The object of the present invention is to provide a liver-targeting interleukin-12/chitosan nano drug delivery system for intravenous injection. The drug-loading system screens the preparation conditions of nanospheres with strong liver targeting according to the passive liver targeting mechanism; The pH-sensitive drug-loading system was prepared by using the ampholyte properties of the modified nanospheres.

In order to achieve the above-mentioned purpose of the invention, the technical solution adopted in the present invention is: a liver-targeting interleukin-12/chitosan nano drug delivery system for intravenous injection, which is based on the liver-targeting compound sodium polyphosphate-chitosan The carrier material is made of cross-linking and embedding interleukin-12 (IL-12), the particle size of the nanosphere is 200-500nm, and the drug loading rate is 2-25%; the deacetylation degree of the chitosan is more than or equal to 80%.
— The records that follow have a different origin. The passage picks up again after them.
PR #246, opened 2017-01-23
Pause/resume subscription and subscriber

lehecka:
RequestHandler has 4 new callbacks:
onSubscriptionPaused / onSubscriptionResumed
onSubscriberPaused / onSubscriberResumed

the parameters are subscription / subscriber objects which the application code passed into RequestHandler::handleRequestXXX(...subscriber::onSubscribe(subscription);...) (on the server) / ReactiveSocket::request_XXX (on the client)

This allows the application code (both client and server) to process the pause/resume signal for each stream individually.


lehecka:
merging to unblock next diffs. 
Any feedback would be appreciated and I will incorporate any changes later.

PR #272, opened 2020-08-23
Fix `node-tests`

Turbo87:
Closes https://github.com/kategengler/ember-cli-code-coverage/pull/264

Unfortunately I had to completely remove the TypeScript tests since they were not working at all 🤷 

/cc @rwjblue


rwwagner90:
Hmm, I wonder why TS isn't working. @rwjblue any ideas? Thanks for fixing all these tests @Turbo87!

Turbo87:
there were several issues with the TS tests. after fixing some of them I have up. the latest issue was complaining about a missing babel dependency somewhere.

Turbo87:
merging this for now to unblock further work on this addon.

@lifeart @rwwagner90 since https://github.com/kategengler/ember-cli-code-coverage/pull/223 broke this and added TS support in the same PR it would be good if you could have a look at adding correctly working tests for this feature again to prevent it from breaking in the future.

rwwagner90:
@lifeart are you able to take a look? I don't use TS anywhere, so I am unfamiliar with what we need to do here.

lifeart:
TS is working fine

lifeart:
I don’t understand why tests is removed, even if they not running

lifeart:
I don’t understand why tests is removed, even if they not running

rwwagner90:
@lifeart what do you mean by it's working? I believe @Turbo87 is saying with these changes TS no longer works or at least the tests don't. We need some tweaks to get things working again on master.

lifeart:
@rwwagner90 tests not working, but coverage for ts working fine

rwwagner90:
@lifeart the tests not working implies to me TS doesn't work either, but again, I don't know about TS, so we need to poke at the master branch.

PR #278, opened 2020-08-30
mocha: Remove unnecessary Babel integration

Turbo87:
There does not appear to be any reason for us to use the Babel transpilation and polyfill, so this PR gets rid of them.

### DIFF
--- a/.babelrc
+++ b/.babelrc
@@ -1,3 +1,0 @@
-{
-    "presets": [ "@babel/preset-env" ]
-}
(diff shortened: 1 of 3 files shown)


rwwagner90:
@Turbo87 I do not know why we had this, but just thinking here, would this be needed if somehow you opted totally out of babel in your Ember app?

Turbo87:
no, this seems entirely unrelated to the Babel stuff in Ember itself

PR #289, opened 2020-09-17
Convert to Monorepo

Turbo87:
😱 😱 😱 😱 

no, wait, hear me out!

This PR is inspired by the repository layout that https://github.com/embroider-build/embroider/ is using. Instead of using the barely maintained https://github.com/tomdale/ember-cli-addon-tests project, we instead use a monorepo layout with several fixture packages in a `test-packages` folder. 

This enables us to use these test fixtures for debugging in a much easier way than before because they can also be used outside of running the test suite. In other words you can `cd` into the folder, run `COVERAGE=true ember test` there and manually verify the results in the `coverage` folder.

It also removes the need for running `npm install` during the test suite because the initial `yarn install` would have already installed all the necessary dependencies. Locally this seems to significantly speed up the test runs, for some reason they still seem to take roughly the same time on CI though.

PR #290, opened 2020-09-21
Use in-repo addon's "root" property for includes location

mdeanjones:
The goal is to instrument in-repo addons that don't reside directly within `/lib` by using the addon's root property, if available. 

Given how long the current implementation has been around I think I might be missing some important context that makes this less viable than a quick glance would suggest.


index.js
```diff
@@ -169,7 +169,11 @@ module.exports = {
    */
   _getIncludesForInRepoAddonDirectories() {
     return this._findInRepoAddons().reduce((acc, addon) => {
-      let addonDir = path.join(this.project.root, 'lib', addon.name);
+      let addonDir =
+        typeof addon.root === 'string'
+          ? addon.root
```
rwjblue, line 174: Hmm, why would `addon.root` not be present? I would think it always would...

index.js
```diff
@@ -169,7 +169,11 @@ module.exports = {
...
+          : path.join(this.project.root, 'lib', addon.name);
```
rwjblue, line 175: I agree, this seems super odd / not good. Assuming that an addon is in `lib/some-name` is definitely broken.

rwjblue (commented):
Overall, this definitely seems like the right direction! I'd like to land #289 first (to avoid that larger PR having too much rebase hell), but we should definitely get this in...

rwjblue:
OK, landed #289 so this is ready for a rebase. Note the testing system has changed a bit (not using `ember-cli-addon-tests` any more, for example), so the test might need to be tweaked a little more but overall I think the newer system is much easier to understand/work with...

mdeanjones:
Done, and might I add a very pleasant evolution to the testing story. The hesitance of touching anything `/lib` related was an overabundance of caution. It appears as though `addon.root` has been there since time immemorial but I didn't want to bork any edge-cases just in case.

rwjblue (approved):

rwjblue:
Thank you @mdeanjones!

test-packages/my-app/custom-dir-in-repo-addon.js
```diff
@@ -0,0 +1,78 @@
+'use strict';
+
+const path = require('path');
+const fs = require('fs-extra');
+const fixturify = require('fixturify');
+
+class InRepoAddon {
```
Turbo87, line 7: we don't need this file anymore, right?

apellerano-pw:
I have a question on how to exclude an in-repo-addon introduced into the coverage report by this PR.

We have a folder structure like
```
- client
  - our-app
  - design-system
```

And in our-app's package.json we specify the in-repo-addon with `../design-system` in the `ember-addon.paths` array.

How can I exclude this in-repo-addon from the coverage report? I've tried even `**/design-system/**` which i thought would be the glob catch-all but that didn't seem to do it.

PR #291, opened 2020-09-21
Use Jest for testing

Turbo87:
... instead of Mocha and Chai. And this introduces snapshot tests to assert on the `coverage-summary.json` results.

### DIFF
--- a/package.json
+++ b/package.json
@@ -9,13 +9,13 @@
     "test-packages/*"
   ],
   "scripts": {
-    "test": "mocha test-packages/*-test.js"
+    "test": "jest --runInBand"
   },
   "devDependencies": {
     "chai": "^4.2.0",
     "chai-files": "^1.4.0",
     "execa": "^4.0.3",
-    "mocha": "^5.2.0",
+    "jest": "^26.4.2",
     "release-it": "^14.0.2",
     "release-it-lerna-changelog": "^2.4.0",
     "release-it-yarn-workspaces": "^1.5.0",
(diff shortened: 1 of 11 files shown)


package.json
```diff
@@ -9,13 +9,12 @@
     "test-packages/*"
   ],
   "scripts": {
-    "test": "mocha test-packages/*-test.js"
+    "test": "jest --runInBand"
```
rwjblue, line 12: Do we need in bad due to mutation of the local repo contents?

rwjblue (commented):
I think will need a rebase to account for the tests in https://github.com/kategengler/ember-cli-code-coverage/pull/290.

package.json
Turbo87: yep, and to prevent concurrent access of the git cleanup commands. there are probably ways around that, but for now this should be sufficient.

Turbo87:
rebase done ✅

rwjblue:
I think the `test-packages/index-test.js` also needs to be updated to Jest syntax:
```
FAIL test-packages/index-test.js
  ● index.js › _getIncludes › _getIncludesForInRepoAddonDirectories › for an app with an inrepo addon under a custom path › instruments the inrepo addon

    TypeError: Cannot read property 'deep' of undefined

      510 |         it('instruments the inrepo addon', function () {
      511 |           const includes = Index._getIncludesForInRepoAddonDirectories();
    > 512 |           expect(includes).to.deep.equal([
          |           ^
      513 |             'my-app/utils/my-covered-util.js',
      514 |             'my-app/utils/my-uncovered-util.js',
      515 |             'my-in-repo-addon/utils/my-covered-util.js',
```

Turbo87:
oh, whoops, totally missed that part 🤦‍♂️

rwjblue (approved):

PR #293, opened 2020-09-29
Fix empty reports when path option to existing build is used

robinborst95:
At the company where I work I was working on speeding up tests by splitting them and running them in parallel. For this I used the `--path` option, after which the coverage wasn't working anymore. I saw [this](https://github.com/kategengler/ember-cli-code-coverage/issues/271) issue, which is the exact problem I ran into. However, the initial fix mentioned there wasn't actually working, so the issue is still there in v1.0.0. Reason is that `!this.fileLookup` returns false for empty objects. After fixing that line, the coverage was working again.

I also added a basic test to make sure it actually works.

### DIFF
--- a/packages/ember-cli-code-coverage/index.js
+++ b/packages/ember-cli-code-coverage/index.js
@@ -99,7 +99,7 @@ module.exports = {
       return;
     }
 
-    if (!this.fileLookup) {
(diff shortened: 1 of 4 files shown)


GCheung55:
I tested this change on my project and there is coverage output when a path is given.

rwwagner90 (approved):

PR #294, opened 2020-10-07
Fix missing/incorrect file paths in lcov

GCheung55:
Given a repo with an in-repo-addon that re-exports a module, e.g. service, when the repo has an overriding file of what the in-repo-addon exports, then the overriding file should be included in the lcov file.

E.g., Given the following paths exists in the app
```
app/services/my-service.js
lib/my-in-repo-addon/addon/services/my-service.js
lib/my-in-repo-addon/app/services/my-service.js
```

Expected: lcov file should include the following lines.
```
SF:app/services/my-service.js
SF:lib/my-in-repo-addon/addon/services/my-service.js
```

Actual: lcov file includes the wrong path, such as the following lines.
```
SF:lib/my-in-repo-addon/app/services/my-service.js
SF:lib/my-in-repo-addon/addon/services/my-service.js
```

### DIFF
--- a/packages/ember-cli-code-coverage/index.js
+++ b/packages/ember-cli-code-coverage/index.js
@@ -128,8 +128,8 @@ module.exports = {
    */
   _getIncludes() {
     return [
-      ...this._getIncludesForInRepoAddonDirectories(),
       ...this._getIncludesForAddonDirectory(),
+      ...this._getIncludesForInRepoAddonDirectories(),
       ...this._getIncludesForAppDirectory(),
     ].filter(Boolean);
   },
--- a/packages/ember-cli-code-coverage/index.js
+++ b/packages/ember-cli-code-coverage/index.js
@@ -128,9 +128,9 @@ module.exports = {
    */
   _getIncludes() {
     return [
-      ...this._getIncludesForAppDirectory(),
-      ...this._getIncludesForAddonDirectory(),
       ...this._getIncludesForInRepoAddonDirectories(),
+      ...this._getIncludesForAddonDirectory(),
+      ...this._getIncludesForAppDirectory(),
     ].filter(Boolean);
   },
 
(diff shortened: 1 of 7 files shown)


GCheung55:
I thought of two solutions.
1. Only add the to `fileLookup` object if the key didn't already exist.
2. Reverse the order of how the paths are included, which gives `app/` paths a higher priority than the addon's `app/` paths.

GCheung55:
`test-packages/in-repo-addon-test.js` is failing because the snapshot is different. I'm not sure how to update the snapshot and if I should update the snapshot.

packages/ember-cli-code-coverage/index.js
```diff
@@ -128,9 +128,9 @@ module.exports = {
    */
   _getIncludes() {
     return [
-      ...this._getIncludesForAppDirectory(),
-      ...this._getIncludesForAddonDirectory(),
       ...this._getIncludesForInRepoAddonDirectories(),
+      ...this._getIncludesForAddonDirectory(),
```
rwjblue, line 132: The ordering between in-repo addons and addons is a bit tricky here. I don't think we can guarantee that in-repo addons are "clobbered" by "normal" addons (in fact I think I'd expect the opposite)... 🤔 

What do you think about using:

```suggestion
      ...this._getIncludesForAddonDirectory(),
      ...this._getIncludesForInRepoAddonDirectories(),
```

rwjblue (commented):
Thanks for working on this! Only had one small comment, but overall this looks good to me!

packages/ember-cli-code-coverage/index.js
GCheung55: That makes sense to me. I'd expect that the in-repo-addon would have a higher priority than an addon. I'll make the switch.

rwjblue:
> › 1 snapshot failed from 1 test suite. Inspect your code changes or run `yarn test -u` to update them.

@GCheung55 - Can you do `yarn test -u` to update the snapshot with the new coverage data?

rwjblue (approved):
Thanks!

PR #306, opened 2021-03-08
Allow to send coverage in development

krasnoukhov:
These changes aim to add support for coverage measurement when running in dev mode. The use case I had for this is making integration specs (which are using Capybara) collect and report frontend app coverage.

The summary of the PR is:
- Add an alias for `content-for` (called `code-coverage-footer`) so it can be used in non-test index.html without additional content that comes with ember-cli
- Change `sendCoverage` to handle JSON response better and make it not emit integration warning for non-test Ember env


krasnoukhov:
No longer relevant.

PR #327, opened 2021-10-12
DO NOT MERGE: Adds Embroider support + restructure

thoov:
This PR is primarily for review and will most likely be broken into smaller PRs once we try to land any of these changes.

Changes:

Addon is now consumed like:

ember-cli-build.js: 
```js
let app = new EmberApp(defaults, {
  babel: {
    plugins: [
      require('ember-cli-code-coverage').buildBabelPlugin({
        project: defaults.project,
      }),
    ],
  },
});
```

tests/index.html:
```html
<script src="/coverage.js" integrity="" data-embroider-ignore></script>
```


packages/ember-cli-code-coverage/index.js
```diff
@@ -1,85 +1,23 @@
...
-        )
-      );
+    if (opts.embroider === true) {
+      let { stableWorkspaceDir } = require('@embroider/compat/src/default-pipeline');
+      cwd = stableWorkspaceDir(project.root);
     }
 
-    return undefined;
+    const IstanbulPlugin = require.resolve('babel-plugin-istanbul');
+    return [IstanbulPlugin, { cwd, include, exclude }];
```
rwjblue, line 20: Let's make the consumer do `plugins: [...buildBabelPlugin()]` just in case we need to begin emitting multiple plugins in the future...

packages/ember-cli-code-coverage/index.js
```diff
@@ -1,85 +1,23 @@
...
-    this._super.included.apply(this, arguments);
-
-    this.parentRegistry = appOrAddon.registry;
-
-    if (!this._registeredWithBabel && this._isCoverageEnabled()) {
-      let checker = new VersionChecker(this.parent).for(
-        'ember-cli-babel',
-        'npm'
-      );
+  buildBabelPlugin(opts = {}) {
```
rwjblue, line 8: Let's add documentation to this (with a simple `@example` for how we expect folks to use it in `ember-cli-build.js` and for addons) kinda thing

packages/ember-cli-code-coverage/index.js
```diff
@@ -1,85 +1,23 @@
...
+    let project = opts.project;
+    let cwd = opts.cwd || project.root;
+    let include = opts.include || '**/*';
+    let exclude = opts.exclude || ['*/mirage/**/*'];
```
rwjblue, line 12: Let's add a short circuit return here if `process.env.COVERAGE` is falsey, this brings.
```suggestion
  buildBabelPlugin(opts = {}) {
    if (process.env.COVERAGE) {
      return [];
    }

    let project = opts.project;
    let cwd = opts.cwd || project.root;
    let include = opts.include || '**/*';
    let exclude = opts.exclude || ['*/mirage/**/*'];
```

packages/ember-cli-code-coverage/index.js
```diff
@@ -1,85 +1,23 @@
...
-    this.fileLookup = {};
-  },
-
-  included(appOrAddon) {
-    this._super.included.apply(this, arguments);
-
-    this.parentRegistry = appOrAddon.registry;
-
-    if (!this._registeredWithBabel && this._isCoverageEnabled()) {
-      let checker = new VersionChecker(this.parent).for(
```
rwjblue, line 40: I think we can probably delete this dependency now?

packages/ember-cli-code-coverage/addon-test-support/index.js
```diff
@@ -0,0 +1,27 @@
+let __require;
```
rwjblue, line 1: Can you add a bit of documentation to the top of this file explaining the conceptual thing that it is doing?

packages/ember-cli-code-coverage/addon-test-support/index.js
```diff
@@ -0,0 +1,27 @@
...
+  __require = __webpack_require__;
+}
+
+export function forceModulesToBeLoaded() {
+  // check if webpack is present
+  if (typeof __webpack_require__ !== 'undefined') {
+    let __modules = __require.m;
+    Object.keys(__modules).forEach(moduleName => {
+      if (!moduleName.startsWith('../') && !moduleName.startsWith('./node_modules/')) {
+        __require(moduleName);
```
rwjblue, line 13: Let's put this in a try / catch; we don't want errors to cause failures

packages/ember-cli-code-coverage/addon-test-support/index.js
```diff
@@ -0,0 +1,27 @@
...
+      }
+    });
+  }
+
+  Object.keys(window.requirejs.entries).forEach(moduleName => {
+    try {
+      if (!moduleName.includes('ember-test-app/tests')) { // this causes an infinite loop without it
```
rwjblue, line 20: Why does this infinite loop?

villander:
@thoov @rwjblue and how about the standalone engines here?

PR #343, opened 2021-11-22
Adding `modifyAssetLocation` config option

thoov:
Allow customizing how the file path adjustment works by passing a function as an option. Removing the namespace mapping override as its not really needed with the customAdjustment function.


thoov:
cc: @rwjblue

packages/ember-cli-code-coverage/lib/attach-middleware.js
```diff
@@ -81,6 +86,14 @@ function adjustCoverageKey(root, filepath, namespaceMappings) {
     pathWithoutNamespace = pathWithoutNamespace.slice(1);
   }
 
+  if (customAdjustment) {
+    let customPath = customAdjustment(root, relativePath, filepath);
```
rwjblue, line 90: Should we pass the namespaceMapping map also?

rwjblue (approved):

rwjblue (approved):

The preparation method of the liver-targeted interleukin-12/chitosan nano drug delivery system for intravenous injection comprises the following steps:

(1) Preparation of sodium polyphosphate-chitosan modified interleukin-12 nanospheres:

Prepare interleukin-12 aqueous solution with a concentration of 1-5 μg/mL and chitosan-acetic acid solution with a concentration of 1-5 mg/mL respectively. The deacetylation degree of chitosan is ≥80%. ~ 1:6 mixing, under the condition of magnetic stirring 200 ~ 400r/min, slowly add sodium tripolyphosphate aqueous solution with a concentration of 0.5 ~ 1.6mg/mL, the total volume of sodium tripolyphosphate solution added is interleukin-12 0.5 to 4 times the volume of the aqueous solution to obtain a suspension of interleukin-12 nanospheres;

(2) Add the suspension obtained in step (1) into acetic acid-sodium acetate buffer and mix well, the volume ratio of the suspension and acetic acid-sodium acetate buffer is 1:1～1:3, adjust with glacial acetic acid When the pH value is between 5.5 and 6.5, it is uniformly cross-linked and then filtered through a microporous membrane to prepare a suspension of interleukin-12 chitosan nanospheres chemically modified by sodium polyphosphate.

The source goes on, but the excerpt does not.